PR #4533, opened 2024-08-11
✨ feat(completions): add tab favicon for better image quality

abelfubu:
## Description

image

As many of you know, a significant number of users apply custom CSS to enhance their Vimium experience. While creating my own custom styling, I encountered a limitation with the Vomnibar: the favicon is always fetched at a 16px size. This fixed size makes resizing the icon challenging, as it can result in a blurry appearance.

image 

This PR addresses this issue by fetching the tab's favicon URL directly when available, allowing for a higher-quality icon. If the favicon isn't available, the PR provides a fallback with an improved size, ensuring the icon looks sharp and visually appealing even when resized.

### DIFF
--- a/background_scripts/completion.js
+++ b/background_scripts/completion.js
@@ -47,6 +47,7 @@ class Suggestion {
   // The generated HTML string for showing this suggestion in the Vomnibar.
   html;
   searchUrl;
+  favIconUrl;
 
   constructor(options) {
     Object.seal(this);
@@ -77,8 +78,9 @@ class Suggestion {
     if (this.description === "tab" && !BgUtils.isFirefox()) {
       const faviconUrl = new URL(chrome.runtime.getURL("/_favicon/"));
       faviconUrl.searchParams.set("pageUrl", this.url);
-      faviconUrl.searchParams.set("size", "16");
-      faviconHtml = `<img class="vomnibarIcon" src="${faviconUrl.toString()}" />`;
+      faviconUrl.searchParams.set("size", "64");
+      const src = this.favIconUrl.startsWith("http") ? this.favIconUrl : faviconUrl.toString();
+      faviconHtml = `<img class="vomnibarIcon" src="${src}" />`;
     }
     if (this.isCustomSearch) {
       this.html = `\
@@ -489,6 +491,7 @@ class TabCompleter {
           queryTerms,
           description: "tab",
           url: tab.url,
+          favIconUrl: tab.favIconUrl,
           title: tab.title,
           tabId: tab.id,
           deDuplicate: false,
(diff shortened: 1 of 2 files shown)


UncleSnail:
I can see the benefit of this.

I might be misunderstanding the code, but it looks like you have pushed the problem back by setting a new size of 64px. Imagining into the future, is there a potential that someone else will make a PR to change the new 64px size to something higher? In other words, is 64px also just an arbitrary size? If so, maybe we can find a way to get the size the CSS is actually trying to use.

Also, it looks like these changes might mean a 64px image is always being pulled now, even for users who use a 16px thumbnail, which would slow down the experience of the majority of existing users.

I completely agree that we should fix this issue so that we can have larger icons appear sharp for the users who want it, but I'm wondering if I'm understanding the code correctly and if so, if we can improve some of the downsides.

Thank you for your contribution.

background_scripts/completion.js
```diff
@@ -77,8 +78,9 @@ class Suggestion {
     if (this.description === "tab" && !BgUtils.isFirefox()) {
       const faviconUrl = new URL(chrome.runtime.getURL("/_favicon/"));
       faviconUrl.searchParams.set("pageUrl", this.url);
-      faviconUrl.searchParams.set("size", "16");
-      faviconHtml = `<img class="vomnibarIcon" src="${faviconUrl.toString()}" />`;
+      faviconUrl.searchParams.set("size", "64");
+      const src = this.favIconUrl?.startsWith("http") ? this.favIconUrl : faviconUrl.toString();
```
philc, line 82: If `this.faviconUrl` is valid and present, then for clarity, we shouldn't bother constructing and initializing the faviconUrl URL object in the preceding lines.

What caused you to add a `startsWith("http")` check here?

background_scripts/completion.js
```diff
@@ -489,6 +491,7 @@ class TabCompleter {
           queryTerms,
           description: "tab",
           url: tab.url,
+          favIconUrl: tab.favIconUrl,
```
philc, line 494: It seems we're passing this along because tab.favIconUrl is sometimes a higher quality image than what can be fetched from chrome's favicon API? Is so, we should mention that here in a comment, with a reference. [This](https://issues.chromium.org/issues/40856652) is the Chromium bug I found about it, and some [related discussion](https://groups.google.com/a/chromium.org/g/chromium-extensions/c/qS1rVpQVl8o/m/qmg1M13wBAAJ?pli=1).

philc (changes requested):
Good change. I tested it and it works well. I'm fine with the approach of using 64px icons always. I left a few comments.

__________

• What you will do:
Scan the listing above. Gather each line that contains the word "startsWith".

• Answer to the problem:
+      const src = this.favIconUrl.startsWith("http") ? this.favIconUrl : faviconUrl.toString();
+      const src = this.favIconUrl?.startsWith("http") ? this.favIconUrl : faviconUrl.toString();
What caused you to add a `startsWith("http")` check here?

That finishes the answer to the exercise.